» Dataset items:
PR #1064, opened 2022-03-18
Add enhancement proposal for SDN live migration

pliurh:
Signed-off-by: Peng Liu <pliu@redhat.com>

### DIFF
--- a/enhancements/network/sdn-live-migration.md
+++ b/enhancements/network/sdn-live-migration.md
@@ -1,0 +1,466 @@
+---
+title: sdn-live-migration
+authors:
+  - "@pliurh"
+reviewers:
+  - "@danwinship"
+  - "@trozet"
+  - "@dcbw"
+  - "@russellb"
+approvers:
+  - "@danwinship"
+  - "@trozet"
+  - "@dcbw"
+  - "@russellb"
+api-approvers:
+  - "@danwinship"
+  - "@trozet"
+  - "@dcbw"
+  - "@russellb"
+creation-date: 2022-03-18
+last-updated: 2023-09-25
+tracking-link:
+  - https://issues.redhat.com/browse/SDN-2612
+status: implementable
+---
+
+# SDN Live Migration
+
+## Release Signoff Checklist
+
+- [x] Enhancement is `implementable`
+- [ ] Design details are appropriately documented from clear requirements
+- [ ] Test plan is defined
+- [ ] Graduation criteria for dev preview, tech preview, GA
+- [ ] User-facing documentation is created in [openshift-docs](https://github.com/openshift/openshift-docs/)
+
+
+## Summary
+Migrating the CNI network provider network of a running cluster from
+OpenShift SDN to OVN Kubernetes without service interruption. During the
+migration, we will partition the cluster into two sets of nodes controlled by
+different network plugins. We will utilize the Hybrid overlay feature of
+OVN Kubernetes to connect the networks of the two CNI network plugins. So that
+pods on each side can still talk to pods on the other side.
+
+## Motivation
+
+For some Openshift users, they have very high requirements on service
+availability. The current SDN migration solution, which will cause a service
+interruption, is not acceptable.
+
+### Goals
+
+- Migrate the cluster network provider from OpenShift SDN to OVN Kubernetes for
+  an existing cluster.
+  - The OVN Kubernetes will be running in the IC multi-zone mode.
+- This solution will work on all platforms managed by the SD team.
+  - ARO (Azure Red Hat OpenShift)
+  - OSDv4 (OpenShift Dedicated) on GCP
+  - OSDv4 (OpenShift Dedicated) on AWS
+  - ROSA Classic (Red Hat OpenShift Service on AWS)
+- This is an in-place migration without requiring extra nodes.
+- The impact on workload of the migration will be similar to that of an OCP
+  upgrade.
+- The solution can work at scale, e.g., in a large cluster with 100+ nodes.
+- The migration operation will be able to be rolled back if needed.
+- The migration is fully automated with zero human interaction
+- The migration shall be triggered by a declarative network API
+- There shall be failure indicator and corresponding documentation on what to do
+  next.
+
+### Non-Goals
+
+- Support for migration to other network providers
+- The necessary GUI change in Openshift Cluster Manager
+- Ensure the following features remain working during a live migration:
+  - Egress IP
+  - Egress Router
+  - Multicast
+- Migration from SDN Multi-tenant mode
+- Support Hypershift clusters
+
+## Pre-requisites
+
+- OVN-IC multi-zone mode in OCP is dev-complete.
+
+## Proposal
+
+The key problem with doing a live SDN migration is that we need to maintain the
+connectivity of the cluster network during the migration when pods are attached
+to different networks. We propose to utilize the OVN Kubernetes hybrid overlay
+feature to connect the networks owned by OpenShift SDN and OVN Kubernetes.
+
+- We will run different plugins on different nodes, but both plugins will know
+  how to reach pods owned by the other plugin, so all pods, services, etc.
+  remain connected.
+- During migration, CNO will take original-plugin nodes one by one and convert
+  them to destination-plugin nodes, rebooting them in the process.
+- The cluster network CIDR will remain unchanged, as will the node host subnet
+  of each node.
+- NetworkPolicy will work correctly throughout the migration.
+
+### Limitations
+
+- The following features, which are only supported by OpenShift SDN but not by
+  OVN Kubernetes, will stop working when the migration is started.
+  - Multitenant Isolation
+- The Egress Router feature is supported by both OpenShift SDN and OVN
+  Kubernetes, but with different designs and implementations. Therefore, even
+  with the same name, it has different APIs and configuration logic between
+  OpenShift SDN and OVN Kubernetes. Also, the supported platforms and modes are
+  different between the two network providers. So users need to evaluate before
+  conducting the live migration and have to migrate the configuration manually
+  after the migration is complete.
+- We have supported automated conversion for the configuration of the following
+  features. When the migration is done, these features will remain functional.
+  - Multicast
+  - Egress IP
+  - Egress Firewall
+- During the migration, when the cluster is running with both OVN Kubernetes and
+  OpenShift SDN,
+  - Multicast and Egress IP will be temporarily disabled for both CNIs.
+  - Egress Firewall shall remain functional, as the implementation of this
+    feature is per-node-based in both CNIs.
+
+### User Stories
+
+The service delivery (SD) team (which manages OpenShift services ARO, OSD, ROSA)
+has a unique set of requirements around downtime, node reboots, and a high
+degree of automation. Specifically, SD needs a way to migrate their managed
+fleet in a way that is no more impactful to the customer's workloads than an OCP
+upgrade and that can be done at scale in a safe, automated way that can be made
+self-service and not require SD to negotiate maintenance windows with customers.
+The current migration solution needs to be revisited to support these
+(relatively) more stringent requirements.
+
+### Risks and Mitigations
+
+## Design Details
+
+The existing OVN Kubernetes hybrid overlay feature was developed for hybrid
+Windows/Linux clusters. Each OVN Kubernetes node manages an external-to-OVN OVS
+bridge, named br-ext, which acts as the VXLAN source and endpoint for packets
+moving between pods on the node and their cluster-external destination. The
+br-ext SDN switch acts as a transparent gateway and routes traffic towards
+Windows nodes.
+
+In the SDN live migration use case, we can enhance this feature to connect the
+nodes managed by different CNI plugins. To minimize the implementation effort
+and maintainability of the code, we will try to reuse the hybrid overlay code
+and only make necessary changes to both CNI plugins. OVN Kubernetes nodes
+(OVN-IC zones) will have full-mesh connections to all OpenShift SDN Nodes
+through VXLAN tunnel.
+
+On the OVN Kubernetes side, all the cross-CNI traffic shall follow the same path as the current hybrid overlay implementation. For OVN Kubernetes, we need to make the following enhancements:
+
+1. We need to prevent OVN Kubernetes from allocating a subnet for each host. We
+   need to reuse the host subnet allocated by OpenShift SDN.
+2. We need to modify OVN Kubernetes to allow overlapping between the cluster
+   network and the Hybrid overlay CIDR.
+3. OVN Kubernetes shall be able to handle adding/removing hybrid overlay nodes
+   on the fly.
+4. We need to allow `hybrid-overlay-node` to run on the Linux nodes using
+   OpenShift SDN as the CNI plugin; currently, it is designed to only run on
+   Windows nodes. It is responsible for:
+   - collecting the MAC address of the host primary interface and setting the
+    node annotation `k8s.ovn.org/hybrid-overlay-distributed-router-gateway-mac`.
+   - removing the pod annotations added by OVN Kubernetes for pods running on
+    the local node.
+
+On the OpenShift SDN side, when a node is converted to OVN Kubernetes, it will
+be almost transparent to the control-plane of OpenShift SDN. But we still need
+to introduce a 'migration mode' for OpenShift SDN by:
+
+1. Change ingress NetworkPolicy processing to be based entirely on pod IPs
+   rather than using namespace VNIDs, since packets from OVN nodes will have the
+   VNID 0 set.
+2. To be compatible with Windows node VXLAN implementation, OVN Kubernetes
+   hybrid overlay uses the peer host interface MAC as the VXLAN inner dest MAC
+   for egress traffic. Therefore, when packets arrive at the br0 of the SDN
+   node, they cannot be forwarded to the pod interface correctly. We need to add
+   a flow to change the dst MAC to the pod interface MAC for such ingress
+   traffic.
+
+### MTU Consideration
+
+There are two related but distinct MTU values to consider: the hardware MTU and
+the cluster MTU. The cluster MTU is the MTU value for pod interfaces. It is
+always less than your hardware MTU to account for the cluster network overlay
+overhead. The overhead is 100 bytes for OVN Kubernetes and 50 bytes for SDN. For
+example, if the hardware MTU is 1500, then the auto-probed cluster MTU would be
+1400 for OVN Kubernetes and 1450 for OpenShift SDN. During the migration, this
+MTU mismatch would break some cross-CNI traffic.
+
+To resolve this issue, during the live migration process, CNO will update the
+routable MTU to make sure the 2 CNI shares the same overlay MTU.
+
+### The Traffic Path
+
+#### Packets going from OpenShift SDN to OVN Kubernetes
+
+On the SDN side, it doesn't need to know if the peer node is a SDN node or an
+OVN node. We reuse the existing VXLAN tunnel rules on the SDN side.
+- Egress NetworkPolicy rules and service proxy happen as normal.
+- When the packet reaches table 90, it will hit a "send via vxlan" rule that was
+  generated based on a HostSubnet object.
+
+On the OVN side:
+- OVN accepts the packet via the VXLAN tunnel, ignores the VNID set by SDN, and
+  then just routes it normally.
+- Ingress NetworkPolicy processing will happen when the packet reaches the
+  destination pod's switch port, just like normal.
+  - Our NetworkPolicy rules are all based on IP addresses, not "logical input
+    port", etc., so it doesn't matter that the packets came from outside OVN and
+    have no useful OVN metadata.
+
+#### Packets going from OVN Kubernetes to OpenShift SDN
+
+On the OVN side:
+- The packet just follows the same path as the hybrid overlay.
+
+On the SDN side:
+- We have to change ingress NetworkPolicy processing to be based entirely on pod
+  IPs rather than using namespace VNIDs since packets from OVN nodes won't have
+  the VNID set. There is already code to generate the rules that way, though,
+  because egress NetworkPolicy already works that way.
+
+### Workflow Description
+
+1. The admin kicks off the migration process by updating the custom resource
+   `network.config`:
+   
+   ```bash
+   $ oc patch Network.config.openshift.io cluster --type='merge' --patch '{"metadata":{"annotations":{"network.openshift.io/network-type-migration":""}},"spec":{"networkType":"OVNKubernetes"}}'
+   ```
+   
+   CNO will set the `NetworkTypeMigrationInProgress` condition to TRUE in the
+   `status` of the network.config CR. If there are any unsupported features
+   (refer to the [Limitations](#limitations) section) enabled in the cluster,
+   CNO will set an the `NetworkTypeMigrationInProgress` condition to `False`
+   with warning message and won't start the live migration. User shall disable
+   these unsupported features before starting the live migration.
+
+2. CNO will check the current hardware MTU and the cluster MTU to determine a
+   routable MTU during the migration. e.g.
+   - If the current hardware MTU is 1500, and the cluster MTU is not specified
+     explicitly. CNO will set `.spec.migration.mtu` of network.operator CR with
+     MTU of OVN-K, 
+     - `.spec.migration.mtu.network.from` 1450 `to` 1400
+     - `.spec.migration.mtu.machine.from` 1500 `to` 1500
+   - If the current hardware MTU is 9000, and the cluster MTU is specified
==
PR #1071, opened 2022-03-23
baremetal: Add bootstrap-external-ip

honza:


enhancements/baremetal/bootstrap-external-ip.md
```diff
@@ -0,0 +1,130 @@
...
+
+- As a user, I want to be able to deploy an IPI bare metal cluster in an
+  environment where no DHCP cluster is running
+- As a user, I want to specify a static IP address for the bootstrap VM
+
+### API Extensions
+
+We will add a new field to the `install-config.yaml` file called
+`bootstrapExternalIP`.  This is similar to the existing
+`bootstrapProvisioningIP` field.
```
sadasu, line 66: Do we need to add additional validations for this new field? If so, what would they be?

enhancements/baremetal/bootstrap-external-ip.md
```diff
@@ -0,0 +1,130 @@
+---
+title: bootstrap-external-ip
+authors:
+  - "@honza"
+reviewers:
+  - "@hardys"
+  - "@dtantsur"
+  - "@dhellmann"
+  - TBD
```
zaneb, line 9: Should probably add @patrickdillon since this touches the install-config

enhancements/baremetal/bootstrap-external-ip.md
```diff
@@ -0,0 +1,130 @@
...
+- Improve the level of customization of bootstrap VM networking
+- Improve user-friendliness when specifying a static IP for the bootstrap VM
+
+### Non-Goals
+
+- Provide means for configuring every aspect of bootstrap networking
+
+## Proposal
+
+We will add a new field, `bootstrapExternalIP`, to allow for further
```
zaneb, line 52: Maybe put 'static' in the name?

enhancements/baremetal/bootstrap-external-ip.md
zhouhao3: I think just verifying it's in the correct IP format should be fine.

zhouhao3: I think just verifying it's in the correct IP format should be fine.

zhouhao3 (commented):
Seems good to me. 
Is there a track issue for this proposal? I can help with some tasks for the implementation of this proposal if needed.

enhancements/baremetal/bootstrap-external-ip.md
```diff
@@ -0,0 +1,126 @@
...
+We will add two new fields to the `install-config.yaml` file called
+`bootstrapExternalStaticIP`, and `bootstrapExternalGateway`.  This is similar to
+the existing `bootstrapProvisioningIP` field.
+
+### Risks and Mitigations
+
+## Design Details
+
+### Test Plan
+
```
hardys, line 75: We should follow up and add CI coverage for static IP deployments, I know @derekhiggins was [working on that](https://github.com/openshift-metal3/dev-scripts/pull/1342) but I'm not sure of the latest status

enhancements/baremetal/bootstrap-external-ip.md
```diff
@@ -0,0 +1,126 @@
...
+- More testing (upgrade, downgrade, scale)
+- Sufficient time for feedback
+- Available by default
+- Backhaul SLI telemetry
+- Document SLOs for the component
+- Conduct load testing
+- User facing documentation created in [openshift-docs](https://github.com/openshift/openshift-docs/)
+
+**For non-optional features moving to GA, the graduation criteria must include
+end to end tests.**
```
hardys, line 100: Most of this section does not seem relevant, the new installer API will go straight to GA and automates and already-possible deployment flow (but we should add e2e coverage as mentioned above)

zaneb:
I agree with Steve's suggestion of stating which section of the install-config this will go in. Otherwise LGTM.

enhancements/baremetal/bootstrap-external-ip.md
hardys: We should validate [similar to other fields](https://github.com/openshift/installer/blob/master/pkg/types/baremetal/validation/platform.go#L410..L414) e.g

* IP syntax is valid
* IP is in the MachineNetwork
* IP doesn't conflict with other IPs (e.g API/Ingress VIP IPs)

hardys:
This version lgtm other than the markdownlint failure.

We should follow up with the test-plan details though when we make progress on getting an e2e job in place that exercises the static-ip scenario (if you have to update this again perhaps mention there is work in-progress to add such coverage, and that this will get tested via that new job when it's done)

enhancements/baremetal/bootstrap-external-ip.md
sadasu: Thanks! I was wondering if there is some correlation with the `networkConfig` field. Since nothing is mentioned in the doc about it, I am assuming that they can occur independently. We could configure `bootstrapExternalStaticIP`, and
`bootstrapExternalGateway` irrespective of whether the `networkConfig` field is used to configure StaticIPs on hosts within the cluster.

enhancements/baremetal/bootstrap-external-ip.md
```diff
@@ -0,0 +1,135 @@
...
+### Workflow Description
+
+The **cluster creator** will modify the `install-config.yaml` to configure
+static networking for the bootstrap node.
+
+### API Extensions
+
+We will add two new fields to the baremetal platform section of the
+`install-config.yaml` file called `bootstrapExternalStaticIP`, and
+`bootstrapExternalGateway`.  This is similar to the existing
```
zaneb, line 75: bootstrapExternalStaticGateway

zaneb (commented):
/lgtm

» What the exercise asks: Identify the lines in the entries above that contain "namespace", then copy them out.

» Solution to this problem:
+   rather than using namespace VNIDs, since packets from OVN nodes will have the
+  IPs rather than using namespace VNIDs since packets from OVN nodes won't have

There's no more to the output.